Tenobia was still young, though years past the age she should have wed—marriage was a duty for any member of a ruling House, the more so for a ruler; alliances had to be made, an heir provided—yet Ethenielle had never considered the girl for any of her own sons. Tenobia’s requirements for a husband were on a level with everything else about her. He must be able to face and slay a dozen Myrddraal at once. While playing the harp
and
composing poetry. He must be able to confound scholars while riding a horse down a sheer cliff. Or perhaps up it. Of course he would have to defer to her—she was a queen, after all—except that sometimes Tenobia would expect him to ignore whatever she said and toss her over his shoulder. The girl wanted
exactly
that! And the Light help him if he chose to toss when she wanted deference, or to defer when she wanted the other. She never said any of this right out, but any woman with wits who had heard her talk about men could piece it together in short order. Tenobia would die a maiden. Which meant her uncle Davram would succeed, if she left him alive after this, or else Davram’s heir.

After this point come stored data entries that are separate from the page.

PR #1064, opened 2022-11-24
config: Make sure we handle errors when file path specified

kakkoyun:

### DIFF
--- a/Dockerfile
+++ b/Dockerfile
@@ -22,5 +22,7 @@ RUN chmod +x parca-agent
 
 # hadolint ignore=DL3029
 FROM --platform="${TARGETPLATFORM:-linux/amd64}" gcr.io/distroless/static@sha256:5759d194607e472ff80fff5833442d3991dd89b219c96552837a2c8f74058617
-COPY --chown=0:0 --from=builder /app/parca-agent /bin/parca-agent
-CMD ["/bin/parca-agent"]
+COPY --chown=0:0 --from=builder /app/parca-agent /parca-agent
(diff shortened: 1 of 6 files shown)


Dockerfile
```diff
@@ -22,5 +22,7 @@ RUN chmod +x parca-agent
 
 # hadolint ignore=DL3029
 FROM --platform="${TARGETPLATFORM:-linux/amd64}" gcr.io/distroless/static@sha256:5759d194607e472ff80fff5833442d3991dd89b219c96552837a2c8f74058617
-COPY --chown=0:0 --from=builder /app/parca-agent /bin/parca-agent
-CMD ["/bin/parca-agent"]
+COPY --chown=0:0 --from=builder /app/parca-agent /parca-agent
+COPY --chown=0:0 parca-agent.yaml /parca-agent.yaml
+
+CMD ["/parca-agent"]
```
maxbrunet, line 28: What about making the default proper locations?

```suggestion
COPY --chown=0:0 --from=builder /app/parca-agent /bin/parca-agent
COPY --chown=0:0 parca-agent.yaml /etc/parca-agent/parca-agent.yaml

ENTRYPOINT ["/bin/parca-agent"]
```

kakkoyun: This was my first version. Then I wanted to sync things with the Parca server.
We can have the proper locations and do the same in the Parca server.

kakkoyun: Let's handle this in a separate PR that targets the `main` branch. I'll create an issue for it.

PR #1318, opened 2023-02-08
Add synthetic unwind row entry for the function end

kakkoyun:
Context
=======

DWARF unwind information specifies the low and high PC for every
function it covers. Within a function, it has entries for each
instruction boundary. These entries have the program counter they
start covering, but not its end.

This is not a problem for any instruction boundary except the last one,
but while we have that information when parsing the DWARF info, we never
add it anywhere in the BPF representation.

While this was not a problem for a large majority of the stacks we need
to unwind it introduce two issues:

- We know we've reached the bottom frame when a PC doesn't have unwind
  info + frame pointer == 0. Normally the bottom frame has a PC that's
not covered by the (lowest, highest) PCs that the unwind info has, but
as far as I know there's no guarantee of this. If we get the last item
of a chunk, we have no way to know if the PC we are interested in is
covered in the unwind info, or not;
- The other problem is that we currently have, related to the last point
  above, is that we have to chunk some unwind tables when they are too
large for the maximum size of a shard or for the current free space in a
shard. When this happens we might split a function in two. This causes
the same issues as above at every split point.

Proposed solution
=================

This commit adds a fake or synthetic unwind row to indicate the end of a
function. We then handle this appropriately in the unwinder.

Unfortunately we will increase the unwind table size, I expect by ~5-10% on
average, but haven't measured properly. While this is not ideal, we want to
ensure that the statistics we get from the unwinder as are correct as possible.

In the future we might remove some of these markers that aren't totally
necessary (e.g. if we can prove that there can't be any other PC in between
a pair of consecutive rows from different functions. This might be hard
to get 100% right on x86, but could be a possibility).

I was planning on slightly reducing the size of the unwind row, which
should help a bit with the recent size increase from this commit.

Other changes
=============

- Made the code that deals with chunking and shard allocation cleaner an
more correct.
- The `eh-frame` utility accepts a new argument to filter unwind info
  for a particular function that contains the given PC.

Test Plan
=========

image

+ no errors on `sudo bpftool prog tracelog | grep err` 

Co-authored-by: Kemal Akkoyun <kakkoyun@users.noreply.github.com>
Co-authored-by: Javier Honduvilla Coto <javierhonduco@gmail.com>

### DIFF
--- a/bpf/cpu/cpu.bpf.c
+++ b/bpf/cpu/cpu.bpf.c
@@ -58,6 +58,7 @@ _Static_assert(1 << MAX_BINARY_SEARCH_DEPTH >= MAX_UNWIND_TABLE_SIZE, "Unwind ta
 #define CFA_TYPE_RBP 1
 #define CFA_TYPE_RSP 2
 #define CFA_TYPE_EXPRESSION 3
+#define CFA_TYPE_END_OF_FDE_MARKER 4
 
 // Values for the unwind table's frame pointer type.
 #define RBP_TYPE_UNCHANGED 0
@@ -66,6 +67,7 @@ _Static_assert(1 << MAX_BINARY_SEARCH_DEPTH >= MAX_UNWIND_TABLE_SIZE, "Unwind ta
 #define RBP_TYPE_EXPRESSION 3
 
 // Binary search error codes.
+#define BINARY_SEARCH_DEFAULT 0xFAFAFAFA
 #define BINARY_SEARCH_NOT_FOUND 0xFABADA
 #define BINARY_SEARCH_SHOULD_NEVER_HAPPEN 0xDEADBEEF
 #define BINARY_SEARCH_EXHAUSTED_ITERATIONS 0xBADFAD
@@ -121,7 +123,6 @@ typedef struct shard_info {
 
 // Unwind table shards for an executable mapping.
 typedef struct stack_unwind_table_shards {
-  u64 len;
   shard_info_t shards[MAX_UNWIND_TABLE_CHUNKS];
 } stack_unwind_table_shards_t;
 
@@ -331,7 +332,7 @@ static __always_inline void *bpf_map_lookup_or_try_init(void *map, const void *k
 // Binary search the unwind table to find the row index containing the unwind
 // information for a given program counter (pc).
 static u64 find_offset_for_pc(stack_unwind_table_t *table, u64 pc, u64 left, u64 right) {
-  u64 found = BINARY_SEARCH_NOT_FOUND;
+  u64 found = BINARY_SEARCH_DEFAULT;
 
   for (int i = 0; i < MAX_BINARY_SEARCH_DEPTH; i++) {
     // TODO(javierhonduco): ensure that this condition is right as we use
@@ -351,9 +352,8 @@ static u64 find_offset_for_pc(stack_unwind_table_t *table, u64 pc, u64 left, u64
     }
 
     // Debug logs.
-    // bpf_printk("\t-> fetched PC %llx, target PC %llx (iteration %d/%d, mid:
-    // %d, left:%d, right:%d)", ctx->table->rows[mid].pc, ctx->pc, index,
-    // MAX_BINARY_SEARCH_DEPTH, mid, ctx->left, ctx->right);
+    // bpf_printk("\t-> fetched PC %llx, target PC %llx (iteration %d/%d, mid: %d, left:%d, right:%d)", table->rows[mid].pc, pc, i, MAX_BINARY_SEARCH_DEPTH,
+    // mid, left, right);
     if (table->rows[mid].pc <= pc) {
       found = mid;
       left = mid + 1;
@@ -464,19 +464,20 @@ static __always_inline enum find_unwind_table_return find_unwind_table(shard_inf
     return FIND_UNWIND_SHARD_NOT_FOUND;
   }
 
+  u64 adjusted_pc = pc - load_address;
   for (int i = 0; i < MAX_UNWIND_TABLE_CHUNKS; i++) {
-    if (i > shards->len) {
-      return FIND_UNWIND_SHARD_EXHAUSTED_SEARCH;
+    // Reached last chunk.
+    if (shards->shards[i].low_pc == 0) {
+      break;
     }
-
-    if (shards->shards[i].low_pc <= pc - load_address && pc - load_address <= shards->shards[i].high_pc) {
+    if (shards->shards[i].low_pc <= adjusted_pc && adjusted_pc <= shards->shards[i].high_pc) {
       bpf_printk("[info] found shard");
       *shard_info = &shards->shards[i];
       return FIND_UNWIND_SUCCESS;
     }
   }
 
-  bpf_printk("[error] could not find the right shard...");
+  bpf_printk("[error] could not find shard");
   return FIND_UNWIND_SHARD_NOT_FOUND;
 }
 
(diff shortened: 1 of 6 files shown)


bpf/cpu/cpu.bpf.c
```diff
@@ -121,7 +123,6 @@ typedef struct shard_info {
 
 // Unwind table shards for an executable mapping.
 typedef struct stack_unwind_table_shards {
-  u64 len;
```
javierhonduco, line 124: We don't need this anymore. We traverse all the chunks until one matches. Calculating the total amount of chunks ahead of time complicates things and doesn't yield any tangible benefit.

bpf/cpu/cpu.bpf.c
```diff
@@ -655,7 +668,7 @@ int walk_user_stacktrace_impl(struct bpf_perf_event_data *ctx) {
 
       previous_rsp = unwind_state->sp + 8 + ((((unwind_state->ip & 15) >= threshold)) << 3);
     } else {
-      bpf_printk("\t[error] register %d not valid (expected $rbp or $rsp)", found_cfa_type);
+      bpf_printk("\t[warn] register %d not valid (expected $rbp or $rsp)", found_cfa_type);
```
javierhonduco, line 671: "downgraded" these two logs as they are well-known limitations of our unwinder. They happen rarely enough too.

pkg/profiler/cpu/maps.go
```diff
@@ -89,11 +89,10 @@ const (
 		} shard_info_t;
 
 		typedef struct stack_unwind_table_shards {
-			u64 len;
 			shard_info_t shards[MAX_UNWIND_TABLE_CHUNKS];
 		} stack_unwind_table_shards_t;
 	*/
-	unwindShardsSizeBytes     = 8 + (maxUnwindTableChunks * 8 * 5)
```
javierhonduco, line 96: One less 64 bits word.

pkg/profiler/cpu/maps.go
```diff
@@ -799,27 +818,56 @@ func (m *bpfMaps) setUnwindTableForMapping(buf *profiler.EfficientBuffer, pid in
...
-		// available space.
-		if m.highIndex%maxUnwindTableSize == 0 && uint64(len(ut)) > m.availableEntries() {
-			numShards++
-		}
+		chunkIndex := 0
 
-		// .len
-		if err := binary.Write(unwindShardsValBuf, m.byteOrder, uint64(numShards)); err != nil {
-			return fmt.Errorf("write shards .len bytes: %w", err)
-		}
```
javierhonduco, line 818: The previous logic was slightly incorrect, besides being quite repetitive. Now things should be improved!

bpf/cpu/cpu.bpf.c
```diff
@@ -517,7 +518,7 @@ static __always_inline void add_stack(struct bpf_perf_event_data *ctx, u64 pid_t
     }
 
   } else if (method == STACK_WALKING_METHOD_FP) {
-    bpf_printk("[info] fp unwinding %d", DISABLE_BPF_HELPER_FP_UNWINDER);
+    // bpf_printk("[info] fp unwinding %d", DISABLE_BPF_HELPER_FP_UNWINDER);
```
kakkoyun, line 521: ❓ Was this noisy?

bpf/cpu/cpu.bpf.c
```diff
@@ -58,6 +58,7 @@ _Static_assert(1 << MAX_BINARY_SEARCH_DEPTH >= MAX_UNWIND_TABLE_SIZE, "Unwind ta
 #define CFA_TYPE_RBP 1
 #define CFA_TYPE_RSP 2
 #define CFA_TYPE_EXPRESSION 3
+#define CFA_TYPE_END_OF_FDE_MARKER 4
```
kakkoyun, line 61: 😃 👍

cmd/eh-frame/main.go
```diff
@@ -27,6 +27,7 @@ import (
 type flags struct {
 	Executable string `kong:"help='The executable to print the .eh_unwind tables for.'"`
 	Compact    bool   `kong:"help='Whether to use the compact format.'"`
+	RelativePc uint64 `kong:"help=''"`
```
kakkoyun, line 30: ⛏ nitpick
```suggestion
	RelativePC uint64 `kong:"help=''"`
```

pkg/profiler/cpu/maps.go
```diff
@@ -847,8 +890,8 @@ func (m *bpfMaps) setUnwindTableForMapping(buf *profiler.EfficientBuffer, pid in
 
 			// Dealing with the first chunk, we must add the lowest known PC.
 			minPc := currentChunk[0].Pc()
```
kakkoyun, line 892: ⛏ nitpick:
```suggestion
			minPC := currentChunk[0].PC()
```

pkg/stack/unwind/compact_unwind_table.go
```diff
@@ -73,6 +74,10 @@ func (cutr *CompactUnwindTableRow) RbpOffset() int16 {
 	return cutr.rbpOffset
 }
 
+func (cutr *CompactUnwindTableRow) IsEndofFDEMarker() bool {
```
kakkoyun, line 77: 🔧 
```suggestion
func (cutr *CompactUnwindTableRow) IsEndOfFDEMarker() bool {
```

pkg/stack/unwind/compact_unwind_table_test.go
```diff
@@ -22,6 +22,14 @@ import (
 	"github.com/stretchr/testify/require"
 )
 
+func TestIsEndofFDEMarkerWorks(t *testing.T) {
```
kakkoyun, line 25:
```suggestion
func TestIsEndOfFDEMarkerWorks(t *testing.T) {
```
🔧

kakkoyun (commented):
Looks good to me.   ❤️ 💚 💙 💛 💜 

I have pointed out some stylistic things, but they're not blockers. We can handle them on subsequent PRs.

kakkoyun:
@javierhonduco I can't officially approve this 😅 Feel free to proceed as you see fit!

bpf/cpu/cpu.bpf.c
javierhonduco: Very! Every single time we fetch a stack using the fp unwinding (e.g. Go processes) we would get a log

cmd/eh-frame/main.go
javierhonduco: No strong opinions here, but I thought [we discussed](https://github.com/parca-dev/parca-agent/pull/1004#discussion_r1017847289) that we preferred camelcase even for acronyms. Which one would you prefer that we use?

pkg/stack/unwind/compact_unwind_table.go
javierhonduco: Nice eye 🦅

javierhonduco:
That's funny 😄

cmd/eh-frame/main.go
kakkoyun: Oops, sorry 😅 This keeps triggering my alerts because it's not the idiomatic way to name abbreviations in Go.
Thanks for baring with my nitpicks 😁

javierhonduco: No worries! If we decide to change this we can perhaps mass-change all the offences in another PR?

kakkoyun: Sounds good to me. 

But again, I don't have any problems if you don't get frustrated with my autonomous PR comments (some part of my brain acts as a linter 😁). Feel free to save the above comment as a template 😜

A word caught Ethenielle’s ear and jerked her upright in her saddle. She should have been paying attention; too much was at stake. “Aes Sedai?” she said sharply. “What about Aes Sedai?” Save for Paitar’s, their White Tower advisors had all left at news of the troubles in the Tower, her own Nianh and Easar’s Aisling vanishing without a trace. If Aes Sedai had gained a hint of their plans. . . . Well, Aes Sedai always had plans of their own. Always. She would dislike discovering that she was putting her hands into two hornet’s nests, not just one.

Paitar shrugged, looking a trifle embarrassed. That was no small trick for him; he, like Serailla, let nothing upset him. “You hardly expected me to leave Coladara behind, Ethenielle,” he said in soothing tones, “even if I could have kept the preparations from her.” She had not; his favorite sister was Aes Sedai, and Kiruna had given him a deep fondness for the Tower. Ethenielle had not expected it, but she had hoped. “Coladara had visitors,” he continued. “Seven of them. Bringing them along seemed prudent, under the circumstances. Fortunately, they require little convincing. None, in truth.”